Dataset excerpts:
# # #
PR #1921, opened 2019-09-27
Make projected parquet collection schema forward compatible with the given file schema

mickjermsurawong-stripe:
- Problem: projection schema is created by [ThriftSchemaConvertVisitor](https://github.com/apache/parquet-mr/blob/master/parquet-thrift/src/main/java/org/apache/parquet/thrift/ThriftSchemaConvertVisitor.java#L180) which suffix fields with `_tuple` 
https://github.com/twitter/scalding/blob/59d932731f7396eaaf6024624d1ce6660534ca77/scalding-parquet-scrooge/src/main/java/com/twitter/scalding/parquet/scrooge/ScroogeReadSupport.java#L98-L101
- When reading parquet file with standard format 3-level or even legacy ones 2-level `array`, projection fails because it has name `_tuple` which is incompatible. For example, given file schemas to represent `List<String> country_codes`
```
message compliant_schema {
  required group country_codes (LIST) {
    repeated binary array (UTF8);
  }
  required int32 to_be_removed;
}
```
will fail with the generated projection 
```
message thrift_generated {
  optional group country_codes (LIST) {
    repeated binary country_codes_tuple (UTF8);
  }
}
```
- This PR introduces `ParquetListFormatForwardCompatibility` to convert thrift-generated schema to compliant ones. The difficulties here are:
  - we can not simply just traverse the two graphs and swap node one-for-one. The node has to be from the projection, because it has subset of fields and different optional/required info.
  - there are at least 4 variations of compliant parquet types, and we want to convert from non-compliant to compliant, and among the compliant. 

- The strategy here is to implement different rules for each format. The rule tell us how to decompose the list schema, and to reconstruct it again.
  - For example, we match projected schema with Rule 1, and match file schema with Rule 2.
  - Rule 1 will decompose the projected schema, and Rule 2 will take that information to construct in light of the file schema.


scalding-parquet-scrooge/src/main/java/com/twitter/scalding/parquet/scrooge/ParquetListFormatForwardCompatibility.java
```diff
@@ -0,0 +1,349 @@
...
+        groupProjection.getFields().get(0).isRepetition(Type.Repetition.REPEATED);
+  }
+
+  /**
+   * Resolve list format in forward compatible way.
+   * @param fileType   file type which has new format
+   * @param projection projection type which has legacy format
+   * @return projection schema in the new format.
+   */
+  public Type resolveTypeFormat(Type fileType, Type projection) {
```
mickjermsurawong-stripe: Main logic of this PR

scalding-parquet-scrooge/src/test/scala/com/twitter/scalding/parquet/scrooge/ScroogeReadSupportTests.scala
```diff
@@ -90,6 +90,384 @@ class ScroogeReadSupportTests extends WordSpec with Matchers with HadoopSharedPl
     }
   }
 
+  "ScroogeReadSupport resolving list format" should {
```
mickjermsurawong-stripe: Note that in projected schema, the field is optional, and that is maintained in the result.

scalding-parquet-scrooge/src/test/scala/com/twitter/scalding/parquet/scrooge/ScroogeReadSupportTests.scala
```diff
@@ -90,6 +90,384 @@ class ScroogeReadSupportTests extends WordSpec with Matchers with HadoopSharedPl
...
+          |    }
+          |  }
+          |}
+        """.stripMargin)
+      val requestedProjection = MessageTypeParser.parseMessageType(
+        """
+          |message SampleProjection {
+          |  optional group foo (LIST) {
+          |    repeated group foo_tuple (LIST) {
+          |      repeated binary foo_tuple_tuple (UTF8);
```
mickjermsurawong-stripe: Got this schema from `ThriftSchemaConverter` which is what `ScroogeReadSupport` does when projection given thrift class.
```
      val innerListType = new ListType(new ThriftField("list", 2, Requirement.REQUIRED, new ThriftType.StringType))
      val listType = new ListType(new ThriftField("list", 2, Requirement.REQUIRED, innerListType))
      val children = new ThriftField("foo", 1, Requirement.REQUIRED, listType)
      val message = new ThriftSchemaConverter().convert(new StructType(util.Arrays.asList(children), StructOrUnionType.STRUCT))
```

scalding-parquet-scrooge/src/main/java/com/twitter/scalding/parquet/scrooge/ParquetListFormatForwardCompatibility.java
```diff
@@ -0,0 +1,349 @@
...
+      new RuleGroupArray(),
+
+      new RuleGroupTuple(),
+      new RuleStandardThreeLevel());
+
+  /**
+   * Rule describes how to match a repeated type, how to decompose them, and reconstruct a
+   * repeated type.
+   */
+  abstract static public class Rule {
```
mickjermsurawong-stripe: This and bulk of below are implementation of different rules.

mickjermsurawong-stripe:
cc @moulimukherjee

mickjermsurawong-stripe:
Hi @johnynek,
We ran into a problem where Scalding job fails reading parequet files produced by another Spark job. The problem we discovered is due to projected schema which is generated from Thrift class has different list format than our Spark job.

Just would like to ask for a quick look whether this is the right strategy, and if this is something that we would like to push it to the public one as well.

scalding-parquet-scrooge/src/main/java/com/twitter/scalding/parquet/scrooge/ParquetListFormatForwardCompatibility.java
```diff
@@ -0,0 +1,349 @@
...
+/**
+ * Compatibility class to convert parquet schema of legacy type to standard one
+ * namely 3-level list structure as recommended in
+ * https://github.com/apache/parquet-format/blob/master/LogicalTypes.md#lists
+ *
+ * More specifically this handles converting from parquet file created by
+ * {{@code org.apache.parquet.thrift.ThriftSchemaConvertVisitor}} which always suffix
+ * list element with "_tuple".
+ */
+public class ParquetListFormatForwardCompatibility {
```
johnynek: we generally prefer scala in this repo. Was there any reason to implement this in Java?

scalding-parquet-scrooge/src/main/java/com/twitter/scalding/parquet/scrooge/ParquetListFormatForwardCompatibility.java
```diff
@@ -0,0 +1,349 @@
...
+
+    @Override
+    public Boolean check(Type repeatedType) {
+      return repeatedType.isPrimitive() && repeatedType.getName().equals(this.constantElementName());
+    }
+
+    @Override
+    public Type createCompliantRepeatedType(Type type, String name, Boolean isElementRequired, OriginalType originalType) {
+      if (!isElementRequired) {
+        throw new IllegalArgumentException("Rule 1 can only take required element");
```
johnynek: you use the string "Rule 1" here, but the class name is `RulePrimitiveElement`. Can you explain the difference?

scalding-parquet-scrooge/src/main/java/com/twitter/scalding/parquet/scrooge/ParquetListFormatForwardCompatibility.java
johnynek: can't this be a static method?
# # #
What is needed: From the records, determine the number of lines holding the word "take", and state that number only.

Response to the task: 2